_WORK ITEM_
Check each line of the entries below for the word "true" and state only how many lines have it.

Dataset entries:
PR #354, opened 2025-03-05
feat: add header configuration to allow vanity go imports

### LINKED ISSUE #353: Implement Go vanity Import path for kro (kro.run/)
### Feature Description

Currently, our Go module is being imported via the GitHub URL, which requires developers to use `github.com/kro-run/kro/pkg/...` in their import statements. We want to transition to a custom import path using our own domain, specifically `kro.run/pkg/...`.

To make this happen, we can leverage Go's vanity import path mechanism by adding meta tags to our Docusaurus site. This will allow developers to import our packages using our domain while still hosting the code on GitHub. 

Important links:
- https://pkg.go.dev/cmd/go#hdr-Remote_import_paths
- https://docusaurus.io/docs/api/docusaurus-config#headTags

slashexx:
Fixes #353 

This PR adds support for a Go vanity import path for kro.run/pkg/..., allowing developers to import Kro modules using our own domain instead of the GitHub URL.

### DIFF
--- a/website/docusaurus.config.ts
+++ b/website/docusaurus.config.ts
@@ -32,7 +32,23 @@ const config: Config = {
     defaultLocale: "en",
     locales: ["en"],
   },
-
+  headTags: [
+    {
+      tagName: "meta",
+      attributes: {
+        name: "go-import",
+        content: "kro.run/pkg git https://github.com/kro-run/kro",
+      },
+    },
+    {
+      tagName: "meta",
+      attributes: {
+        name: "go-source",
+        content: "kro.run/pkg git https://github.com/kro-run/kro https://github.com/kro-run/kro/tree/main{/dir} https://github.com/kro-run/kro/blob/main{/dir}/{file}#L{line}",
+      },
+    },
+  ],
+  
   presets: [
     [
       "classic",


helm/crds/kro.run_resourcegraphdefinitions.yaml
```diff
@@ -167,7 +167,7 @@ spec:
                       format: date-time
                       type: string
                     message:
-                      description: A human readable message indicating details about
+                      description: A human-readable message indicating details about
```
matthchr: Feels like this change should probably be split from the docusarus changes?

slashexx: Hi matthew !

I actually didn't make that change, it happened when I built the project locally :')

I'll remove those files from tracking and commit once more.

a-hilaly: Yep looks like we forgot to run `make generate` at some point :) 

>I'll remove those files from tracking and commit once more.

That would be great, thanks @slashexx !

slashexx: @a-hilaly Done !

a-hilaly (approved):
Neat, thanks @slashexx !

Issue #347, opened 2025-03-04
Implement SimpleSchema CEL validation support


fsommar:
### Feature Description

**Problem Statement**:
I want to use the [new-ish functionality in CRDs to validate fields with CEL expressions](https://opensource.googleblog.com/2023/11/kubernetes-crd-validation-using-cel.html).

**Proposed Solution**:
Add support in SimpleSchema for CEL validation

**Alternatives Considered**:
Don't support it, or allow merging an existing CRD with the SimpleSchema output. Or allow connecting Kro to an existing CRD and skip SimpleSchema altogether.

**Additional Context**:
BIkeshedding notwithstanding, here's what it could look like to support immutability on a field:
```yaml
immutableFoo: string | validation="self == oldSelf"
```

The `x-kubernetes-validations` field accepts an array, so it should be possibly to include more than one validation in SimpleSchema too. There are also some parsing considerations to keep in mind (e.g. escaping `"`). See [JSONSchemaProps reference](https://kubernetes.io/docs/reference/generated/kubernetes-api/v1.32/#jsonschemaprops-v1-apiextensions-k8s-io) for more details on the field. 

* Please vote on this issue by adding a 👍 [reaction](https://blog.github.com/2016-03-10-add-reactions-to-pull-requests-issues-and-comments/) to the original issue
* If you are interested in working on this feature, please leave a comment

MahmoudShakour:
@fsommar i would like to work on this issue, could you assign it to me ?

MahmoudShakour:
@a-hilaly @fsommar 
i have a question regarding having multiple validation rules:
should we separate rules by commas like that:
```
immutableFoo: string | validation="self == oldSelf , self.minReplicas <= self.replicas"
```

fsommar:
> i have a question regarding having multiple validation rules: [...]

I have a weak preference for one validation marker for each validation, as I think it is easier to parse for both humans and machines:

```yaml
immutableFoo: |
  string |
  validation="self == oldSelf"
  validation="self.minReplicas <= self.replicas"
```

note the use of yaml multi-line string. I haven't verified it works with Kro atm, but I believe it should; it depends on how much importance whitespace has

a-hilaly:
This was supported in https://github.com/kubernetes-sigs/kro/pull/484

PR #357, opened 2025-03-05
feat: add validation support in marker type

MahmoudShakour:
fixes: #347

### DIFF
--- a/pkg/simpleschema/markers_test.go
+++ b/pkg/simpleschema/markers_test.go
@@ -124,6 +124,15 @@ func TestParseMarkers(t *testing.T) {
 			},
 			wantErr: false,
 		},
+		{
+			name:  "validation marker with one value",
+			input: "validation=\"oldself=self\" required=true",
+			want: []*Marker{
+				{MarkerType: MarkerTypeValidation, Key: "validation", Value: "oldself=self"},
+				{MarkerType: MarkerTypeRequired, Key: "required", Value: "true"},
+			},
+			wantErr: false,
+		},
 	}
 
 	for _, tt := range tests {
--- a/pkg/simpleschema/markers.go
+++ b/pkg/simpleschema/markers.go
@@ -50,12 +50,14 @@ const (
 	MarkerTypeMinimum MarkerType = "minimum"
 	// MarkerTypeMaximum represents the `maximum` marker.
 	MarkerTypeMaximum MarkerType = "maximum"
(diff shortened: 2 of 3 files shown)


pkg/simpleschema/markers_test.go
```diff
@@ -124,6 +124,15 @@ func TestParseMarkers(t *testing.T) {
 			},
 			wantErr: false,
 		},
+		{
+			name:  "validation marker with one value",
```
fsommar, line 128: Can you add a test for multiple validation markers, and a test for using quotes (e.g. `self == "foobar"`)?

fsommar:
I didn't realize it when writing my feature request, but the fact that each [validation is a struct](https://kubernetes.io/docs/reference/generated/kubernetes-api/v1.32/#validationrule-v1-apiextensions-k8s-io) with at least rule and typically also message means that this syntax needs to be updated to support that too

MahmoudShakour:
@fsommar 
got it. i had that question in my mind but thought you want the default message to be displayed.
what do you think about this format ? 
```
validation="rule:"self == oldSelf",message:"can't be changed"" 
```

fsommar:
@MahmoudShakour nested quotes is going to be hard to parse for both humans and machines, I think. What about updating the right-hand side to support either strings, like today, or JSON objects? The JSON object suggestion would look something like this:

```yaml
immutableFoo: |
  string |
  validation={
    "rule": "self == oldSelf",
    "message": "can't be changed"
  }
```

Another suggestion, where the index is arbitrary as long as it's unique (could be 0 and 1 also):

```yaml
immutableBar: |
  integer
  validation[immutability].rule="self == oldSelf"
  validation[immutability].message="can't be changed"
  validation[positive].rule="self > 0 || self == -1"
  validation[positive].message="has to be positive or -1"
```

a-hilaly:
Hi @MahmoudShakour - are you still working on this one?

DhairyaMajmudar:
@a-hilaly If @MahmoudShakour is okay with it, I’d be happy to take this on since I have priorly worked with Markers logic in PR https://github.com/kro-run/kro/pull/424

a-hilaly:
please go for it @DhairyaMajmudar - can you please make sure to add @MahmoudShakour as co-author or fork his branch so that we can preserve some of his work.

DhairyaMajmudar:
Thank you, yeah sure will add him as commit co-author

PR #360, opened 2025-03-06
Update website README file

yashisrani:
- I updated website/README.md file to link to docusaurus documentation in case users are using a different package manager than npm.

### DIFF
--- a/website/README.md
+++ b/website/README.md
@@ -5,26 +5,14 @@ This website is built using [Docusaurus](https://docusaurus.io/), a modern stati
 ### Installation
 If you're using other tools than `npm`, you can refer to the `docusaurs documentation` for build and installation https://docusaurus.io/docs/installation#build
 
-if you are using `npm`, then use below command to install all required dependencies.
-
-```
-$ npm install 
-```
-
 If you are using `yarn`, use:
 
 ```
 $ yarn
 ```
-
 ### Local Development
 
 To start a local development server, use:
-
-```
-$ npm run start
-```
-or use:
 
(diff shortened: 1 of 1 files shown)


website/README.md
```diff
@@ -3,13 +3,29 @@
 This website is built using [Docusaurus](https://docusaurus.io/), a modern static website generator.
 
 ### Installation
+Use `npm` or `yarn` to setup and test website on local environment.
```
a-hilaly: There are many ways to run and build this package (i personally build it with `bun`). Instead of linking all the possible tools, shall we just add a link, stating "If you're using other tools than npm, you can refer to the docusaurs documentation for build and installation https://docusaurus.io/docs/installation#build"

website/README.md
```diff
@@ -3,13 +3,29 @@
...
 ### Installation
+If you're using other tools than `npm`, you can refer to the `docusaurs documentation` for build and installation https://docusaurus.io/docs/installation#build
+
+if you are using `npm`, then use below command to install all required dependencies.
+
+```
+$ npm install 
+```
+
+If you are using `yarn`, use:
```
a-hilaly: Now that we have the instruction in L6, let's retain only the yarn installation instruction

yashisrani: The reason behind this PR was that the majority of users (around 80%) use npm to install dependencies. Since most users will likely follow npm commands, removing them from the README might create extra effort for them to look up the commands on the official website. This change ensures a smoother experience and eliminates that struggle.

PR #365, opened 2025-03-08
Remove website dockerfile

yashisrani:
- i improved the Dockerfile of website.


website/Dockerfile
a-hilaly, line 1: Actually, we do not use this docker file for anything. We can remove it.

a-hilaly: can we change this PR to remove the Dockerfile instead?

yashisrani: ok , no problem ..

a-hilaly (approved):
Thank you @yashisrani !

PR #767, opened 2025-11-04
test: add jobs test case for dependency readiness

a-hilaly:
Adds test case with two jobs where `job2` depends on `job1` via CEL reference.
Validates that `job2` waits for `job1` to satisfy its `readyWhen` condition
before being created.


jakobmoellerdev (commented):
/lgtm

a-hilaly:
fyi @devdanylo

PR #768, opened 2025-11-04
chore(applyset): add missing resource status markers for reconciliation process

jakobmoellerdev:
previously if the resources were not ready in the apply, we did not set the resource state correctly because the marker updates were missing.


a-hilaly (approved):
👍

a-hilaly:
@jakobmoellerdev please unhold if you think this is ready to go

_OUTPUT FOR THIS EXERCISE_
2